Carleton noted that some workloads run five-time faster on the split-cloud architecture using the new interconnect than they do a private data center. He is also pleased with the autoscaling feature of Oracle’s database service and the fact that the interconnect is directly supported by Microsoft and Oracle, which eliminates the all-too-common finger-pointing when networking issues arise between two vendors.

My take

As enterprise adoption of cloud services evolved from one-off installations by test and development groups to being part of its core IT strategy, the need for more robust cloud networking became apparent. During this transition, organizations with growing cloud footprints typically saw the limitations of baseline interconnects using VPNs over the public Internet and sought high-performance, predictable and secure alternatives. Cloud vendors responded with private circuits such as AWS Direct Connect, Azure ExpressRoute and Oracle FastConnect.

As enterprise cloud maturity increases to the point where enterprises synergistically use multiple clouds, cherry pick the best features from each and combine them into composite applications. At that point, organizations will face the realization that inter-cloud networking needs a speed-boost via private backend networks between providers. In this environment, services like the Oracle-Microsoft interconnect, along with other features of the partnership like federated single sign-on and cooperating support organizations, will become requirements for the remaining cloud providers.

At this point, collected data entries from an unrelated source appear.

PR #41, opened 2021-03-12
Videoroom Dockerfile

piotrekzyla:


webrtc/videoroom/Dockerfile
```diff
@@ -0,0 +1,76 @@
+FROM elixir:1.11-alpine AS build
+ENV DEBIAN_FRONTEND=noninteractive
```
mspanc, line 2: Unnecessary if you use alpine

mspanc (approved):
Minor fix.

I hadn't tested this locally but generally looks good to me

webrtc/videoroom/Dockerfile
piotrekzyla: Sure - a leftover from stages, where I've been using `elixir:1.11`, not yet an alpine image.

PR #43, opened 2021-03-15
videoroom frontend refactor

mat-hek:


webrtc/videoroom/assets/src/membraneWebRTC.ts
```diff
@@ -34,9 +25,16 @@ export class MembraneWebRTC {
   private _channel?: Channel;
   private channelId: string;
 
-  private localStream: MediaStream;
+  private localTracks: Set<MediaStreamTrack> = new Set<MediaStreamTrack>();
   private remoteStreams: Set<MediaStream> = new Set<MediaStream>();
   private connection?: RTCPeerConnection;
+  private rtc_config: RTCConfiguration = {
```
Qizot, line 31: If we don't modify the config it could be `readonly`.

webrtc/videoroom/lib/videoroom_web/templates/room/index.html.eex
```diff
@@ -4,6 +4,5 @@
     </a>
     <h3>Room: <%= @room_id %></h3>
     <div id="videochat" class="VideoChat"> </div>
-    <div id="control" class="Control" />
```
Qizot, line 7: I believe that this element is used to display errors coming from websocket. Could be changed to:
```
<div id="videochat-error" class="VideoChatError />
```
and updated respectively in `ui.ts` file.

webrtc/videoroom/assets/src/membraneWebRTC.ts
```diff
@@ -51,16 +49,11 @@ export class MembraneWebRTC {
     this._channel = ch;
   }
 
-  constructor(
-    socket: Socket,
-    localStream: MediaStream,
-    channelId: string,
-    callbacks?: Callbacks
-  ) {
+  constructor(socket: Socket, channelId: string, callbacks?: Callbacks, config?:RTCConfiguration) {
```
Qizot, line 52:
```suggestion
  constructor(socket: Socket, channelId: string, callbacks?: Callbacks, config?: RTCConfiguration) {
```

Qizot (changes requested):

webrtc/videoroom/assets/src/membraneWebRTC.ts
mat-hek: We modify it in the constructor, is that still readonly?

webrtc/videoroom/lib/videoroom_web/templates/room/index.html.eex
mat-hek: done

webrtc/videoroom/assets/src/membraneWebRTC.ts
Qizot: From what I learned in typescript playground you can do that. It will be readonly outside of construtor.

Qizot (approved):

PR #45, opened 2021-03-19
Update deps. Adjust configs to API changes in ICE

mickel8:


webrtc/videoroom/config/ice.exs
```diff
@@ -0,0 +1,6 @@
+import Config
```
mickel8, line 1: I am not sure if this should be a separate file. Now we have so many config files

Qizot: I'm pretty sure we should not add config files that are not default to elixir ones (I mean the names). If this is hard coded then it should probably be put in `config/config.exs` but I guess we would like to provide stun servers in runtime.

Qizot: But I have no idea what should be the format for turn servers as they require username and password.

Qizot (changes requested):

webrtc/videoroom/config/ice.exs
mat-hek: why can't we just put that in config.exs or runtime.exs?

Qizot (approved):

PR #46, opened 2021-03-26
Mute audio scenario and vad notifications

mickel8:
* handles vad notifications
* adds ability to mute audio
* associates tracks with streams in `MembraneWebRTC`


webrtc/videoroom/assets/src/membraneWebRTC.ts
```diff
@@ -65,10 +65,10 @@ export class MembraneWebRTC {
   }
 
   public addTrack = (track: MediaStreamTrack, stream: MediaStream) => {
-    if(this.connection) {
+    if (this.connection) {
       throw new Error("Adding tracks when connection is established is not yet supported");
     }
-    this.localTracks.add(track);
+    this.localTracks.add([track, stream]);
```
Qizot, line 71: Are you sure that it works? I believe that javascript compares that elements by reference so you will never end up with unique values. 

```js
const s = new Set();
s.add([1,2]);
s.add([1,2]);
```
This set will have 2 entries instead of 1 because array references are compared.

webrtc/videoroom/assets/src/membraneWebRTC.ts
```diff
@@ -101,12 +101,31 @@ export class MembraneWebRTC {
...
   };
 
+  public muteMicrophone = async () => {
+    this.localTracks.forEach(([track, stream]) => {
+      if (track.kind == "audio") {
+        track.enabled = !track.enabled;
+        this.channel.push("mute-microphone", { data: !track.enabled, mid: this.getSendTrackMid(track) })
+      }
+    });
+    var buttonText = document.getElementById("mute-microphone")?.innerText
```
Qizot, line 111: Don't use `var`. Use `let` if you intend to change this variable reference and `const` otherwise.

webrtc/videoroom/assets/src/membraneWebRTC.ts
```diff
@@ -101,12 +101,31 @@ export class MembraneWebRTC {
...
+    if (buttonText == "Mute microphone") {
```
Qizot, line 112: Consider putting those string `Mute microphone` and `Unmute microphone` into some constants in `conts.ts` file or at least in this file.

webrtc/videoroom/assets/src/membraneWebRTC.ts
```diff
@@ -101,12 +101,31 @@ export class MembraneWebRTC {
...
+      document.getElementById("mute-microphone")!.innerText = "Unmute microphone";
```
Qizot, line 113: You query the same elements twice. Do it once, query button and then you can check for it's innerText and then change it.

webrtc/videoroom/assets/src/membraneWebRTC.ts
```diff
@@ -101,12 +101,31 @@ export class MembraneWebRTC {
...
+    } else if (buttonText == "Unmute microphone") {
+      document.getElementById("mute-microphone")!.innerText = "Mute microphone";
+    }
+  }
+
+  private getSendTrackMid(track: MediaStreamTrack) {
```
Qizot, line 119:
```suggestion
  private getSendTrackMid(track: MediaStreamTrack): <here goes return type> {
```

And either change that function to `findTrackTransceiver` and then get `mid` param or rename it to something more descriptive e.g. `retrieveSenderTrackMid`.

webrtc/videoroom/lib/videoroom_web/room_channel.ex
```diff
@@ -33,27 +33,42 @@ defmodule VideoRoomWeb.RoomChannel do
...
 
+  @impl true
   def handle_in("candidate", %{"data" => %{"candidate" => candidate}}, socket) do
     socket
     |> send_to_pipeline({:signal, self(), {:candidate, candidate}})
 
     {:noreply, socket}
   end
 
+  @impl true
```
Qizot, line 52: Isn't putting `@impl true` once enough?

Qizot (changes requested):

webrtc/videoroom/lib/videoroom_web/room_channel.ex
Qizot: And I believe that elixir at its core uses it once: https://github.com/elixir-lang/elixir/blob/e523eaa53d0e16c65b5c330a3963b36721ab037f/lib/elixir/lib/string_io.ex#L191-L202

mat-hek: Using `@impl` in each clause makes it catch wrong arity/typo mistakes in each clause, that's why we tend to do so

mickel8:
> adds ability to mute audio
> associates tracks with streams in MembraneWebRTC

have been done in #51 

> handles vad notifications

has been moved to #56

PR #48, opened 2021-03-30
Videoroom screensharing

### LINKED ISSUE #50: Videoroom Screensharing

Qizot:
Closes #50


webrtc/videoroom/assets/src/membraneWebRTC.ts
```diff
@@ -101,12 +123,84 @@ export class MembraneWebRTC {
...
+        );
+        if (
+          (event.target as RTCPeerConnection).iceConnectionState === "connected"
+        ) {
+          this.channel.push("connected", {});
+        }
+      };
+      this.fakeStream
+        .getTracks()
+        .forEach((track) => this.connection!.addTrack(track, this.fakeStream));
```
mat-hek, line 203: I wouldn't add any fake streams by default. Instead, we could have `addFakeTrack` (as an alias for `addTrack(fakeTrack, ...)`) and `replaceTrack`, to stay close to the WebRTC API

webrtc/videoroom/assets/src/membraneWebRTC.ts
```diff
@@ -147,19 +241,64 @@ export class MembraneWebRTC {
...
-        this.callbacks.onRemoveTrack?.(event.track, stream);
+
+        // if stream is an active screensharing and has no tracks trigger screensharing end callback
+        if (
+          isScreenSharing &&
+          !hasTracks &&
+          stream === this.remoteScreensharingStream
+        ) {
+          this.callbacks?.onScreensharingEnd?.();
+        }
```
mat-hek, line 265: Can't we just trigger it when removing the screensharing track?

webrtc/videoroom/assets/src/room_ui.ts
```diff
@@ -1,3 +1,17 @@
+import { MembraneWebRTC } from "./membraneWebRTC";
+
+interface State {
+  isLocalScreensharingActive: boolean;
+  isRemoteScreensharingActive: boolean;
+  screensharingController?: MembraneWebRTC;
```
mat-hek, line 6: MembraneWebRTC should be responsible for taking tracks and sending them, not controlling screen sharing - that's the duty of room.ts

mat-hek (changes requested):
Wrote some comments on how I see it, though let's wait for @bblaszkow06 and discuss other options

webrtc/videoroom/lib/videoroom_web/room_channel.ex
```diff
@@ -68,8 +95,32 @@ defmodule VideoRoomWeb.RoomChannel do
...
+    {:noreply, socket}
+  end
+
+  def handle_info({:DOWN, _ref, :process, _monitor, reason}, socket) do
+    push(socket, "error", %{
+      error: "Room stopped working, consider restarting your connection, #{inspect(reason)}"
+    })
+
     {:noreply, socket}
   end
```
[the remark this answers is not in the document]
Qizot: If we kill the channel then we don't know if the pipeline failed or the channel itself and I suppose it is a useful information on frontend.

webrtc/videoroom/assets/src/membraneWebRTC.ts
Qizot: I don't know if I understand you correctly, but it is necessary for a stream to be there when negotiation is being performed. We have to provide fake stream as we don't support dynamic adding/removing of tracks in our pipeline.

webrtc/videoroom/assets/src/membraneWebRTC.ts
Qizot: It does not work like this. Remote screensharing can end in two ways:
* user explicitly stopped it and the information is sent via websocket
* user left the room unexpectedly without explicit exit therefore we have to rely on webrtc `ontrackremove`

When user explicitly stops screensharing the track is not being removed, it just stops sending media. In the second case the stream just ends.

This is why I handle screensharing end in two places.

webrtc/videoroom/lib/videoroom_web/room_channel.ex
```diff
@@ -47,6 +47,33 @@ defmodule VideoRoomWeb.RoomChannel do
...
+  #
+  # as peer can get connected several times (after each renegotiation)
+  # respond just to the first one
+  def handle_in("connected", _, socket) do
+    if is_nil(socket.assigns[:connected]) do
+      socket |> send_to_pipeline({:connected, self()})
+    end
+
+    {:noreply, assign(socket, :connected, true)}
+  end
```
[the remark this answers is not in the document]
Qizot: I changed the flow so right now there should not be any RC.

PR #107, opened 2021-05-20
Join without camera or video

FelonEkonom:


webrtc/videoroom/assets/src/room.ts
```diff
@@ -91,12 +101,36 @@ const setup = async () => {
...
+      console.error("Couldn't get camera permission:", error);
+    }
+
     const webrtc = new MembraneWebRTC(socket, getRoomId(), {
-      displayName,
+      signalingOptions: {
+        displayName,
+        relayAudio: localAudioStream !== null,
+        relayVideo: localVideoStream !== null,
+      },
```
mickel8, line 128: Maybe ParticipantConfig would be more meaningful?

webrtc/videoroom/lib/videoroom/pipeline.ex
```diff
@@ -223,18 +246,24 @@ defmodule VideoRoom.Pipeline do
...
+            muted_audio: ctx.muted_audio,
+            muted_video: ctx.muted_video,
+            mids: Map.keys(tracks)
+          }
+        end)
+
+      user_id = endpoint.ctx.participant_id
+
+      send(peer_pid, {:signal, message, participants, user_id})
+    end
```
mickel8, line 265: Why do we use `with` here? Also function in Enum.map can use get_participant_data

webrtc/videoroom/lib/videoroom_web/room_channel.ex
```diff
@@ -97,19 +102,44 @@ defmodule VideoRoomWeb.RoomChannel do
...
+      Enum.map(
+        participants,
+        &%{
+          "id" => &1.id,
+          "displayName" => &1.display_name,
+          "mids" => &1.mids,
+          "mutedAudio" => &1.muted_audio,
+          "mutedVideo" => &1.muted_video
+        }
+      )
```
mickel8, line 139: This is duplicated with lines 106-116 in `handle_info({:signal, {:sdp_offer, sdp}...` Also we have `get_participant_data` function that seems to prepare data to send but here we do almost the same thing by replacing keys to strings. Shouldn't we do this in get_participant_data?

mickel8 (changes requested):

webrtc/videoroom/assets/src/membraneWebRTC.ts
```diff
@@ -48,40 +57,51 @@ interface Callbacks {
...
+    Participant
+  >();
   private readonly rtcConfig: RTCConfiguration = {
     iceServers: [
       {
         urls: "stun:stun.l.google.com:19302",
       },
     ],
   };
+  private userId?: string;
```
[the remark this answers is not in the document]
FelonEkonom: `userId` is equal to value of field `id` in `Participant` representing the recipient of the message

webrtc/videoroom/lib/videoroom_web/room_channel.ex
FelonEkonom: I think, that making such a preparation is dependency, that we don't want to have in pipeline.ex, where get_participants_data is placed, so I extracted functionality of this piece of code to separate, private function and made it more generic

webrtc/videoroom/lib/videoroom/pipeline.ex
FelonEkonom: This `with` is necessary to avoid raise condition when many peers are leaving room at this same time, e.g. when somebody with active screensharing leaves room

webrtc/videoroom/assets/src/membraneWebRTC.ts
```diff
@@ -55,8 +55,8 @@ interface Callbacks {
     newLabel: string
   ) => void;
   onDisplayStream?: (stream: MediaStream, label: string) => void;
```
mickel8, line 57: It seems we messed something up in previous PR's. We no longer use `onReplaceStream` and `onDisplayStream`. Let's remove it

webrtc/videoroom/lib/videoroom/display_engine.ex
```diff
@@ -97,7 +97,11 @@ defmodule VideoRoom.DisplayEngine do
                 {:forward, {{:endpoint, id}, {:enable_track, new_track_id}}}
               ]
 
-              send(id, {:signal, {:replace_track, old_track_id, new_track_id}})
+              old_participant_id = state.endpoints[old_id].ctx.participant_id
+              new_participant_id = state.endpoints[new_id].ctx.participant_id
+
+              send(id, {:signal, {:replace_track, old_participant_id, new_participant_id}})
```
mickel8, line 103:
```suggestion
              send(id, {:signal, {:replace_participant, old_participant_id, new_participant_id}})
```

webrtc/videoroom/lib/videoroom_web/room_channel.ex
```diff
@@ -126,35 +116,25 @@ defmodule VideoRoomWeb.RoomChannel do
...
     push(socket, "participantsList", %{participants: participants})
 
     {:noreply, socket}
   end
 
   @impl true
-  def handle_info({:signal, {:replace_track, old_track_id, new_track_id}}, socket) do
-    push(socket, "replaceTrack", %{
-      data: %{"oldTrackId" => old_track_id, "newTrackId" => new_track_id}
+  def handle_info({:signal, {:replace_track, old_participant_id, new_participant_id}}, socket) do
```
mickel8, line 127:
```suggestion
  def handle_info({:signal, {:replace_participant, old_participant_id, new_participant_id}}, socket) do
```

webrtc/videoroom/lib/videoroom_web/room_channel.ex
```diff
@@ -200,4 +180,28 @@ defmodule VideoRoomWeb.RoomChannel do
...
+        camelized_key
+        |> String.slice(1..-1)
+
+      {
+        key_prefix <> key_sufix,
+        value
+      }
+    end)
+  end
 end
```
mickel8, line 207: Wouldn't be it better to include in this function this piece of code
https://github.com/membraneframework/membrane_demo/blob/ef84c736c0d56120763f068bfa27625c3cf3566b/webrtc/videoroom/lib/videoroom_web/room_channel.ex#L107-L116

and rename it to e.g. prepareJson or serialize etc.

webrtc/videoroom/assets/src/membraneWebRTC.ts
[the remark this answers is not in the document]
mickel8: I am not sure why we have userId nad Prticipant.id. IMO we should have only one id that should be assigned to participant when he joins to the room i.e. here: https://github.com/membraneframework/membrane_demo/blob/master/webrtc/videoroom/lib/videoroom/pipeline.ex#L95

Can't we also use Endpoint.id instead of creating a new UUID.v4()?

webrtc/videoroom/assets/src/room_ui.ts
```diff
@@ -46,24 +46,49 @@ export function getRoomId(): string {
...
-  streamId: string,
+  participantId: string,
   type: "video" | "audio" | "placeholder" | "feed" | "mutedAudioIcon"
 ) {
-  return `${type}-${streamId}`;
+  return `${type}-${participantId}`;
 }
 
-export function addVideoElement(
+export function linkStreamwWithVideoElement(
```
mickel8, line 55: `attachStream`?

mickel8 (changes requested):

mickel8 (approved):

It’s time for the major cloud vendors to lower their lock-in ambitions and embrace the multi-cloud needs of more and more enterprises. Universal network peering between clouds and supported private link services won’t just allow organizations to build composite applications using best-of-breed cloud services, but it will increase cloud competition. The result will be better products as cloud vendors improve their offerings to retain customers based on the merits of their services, not the friction of moving to a new supplier.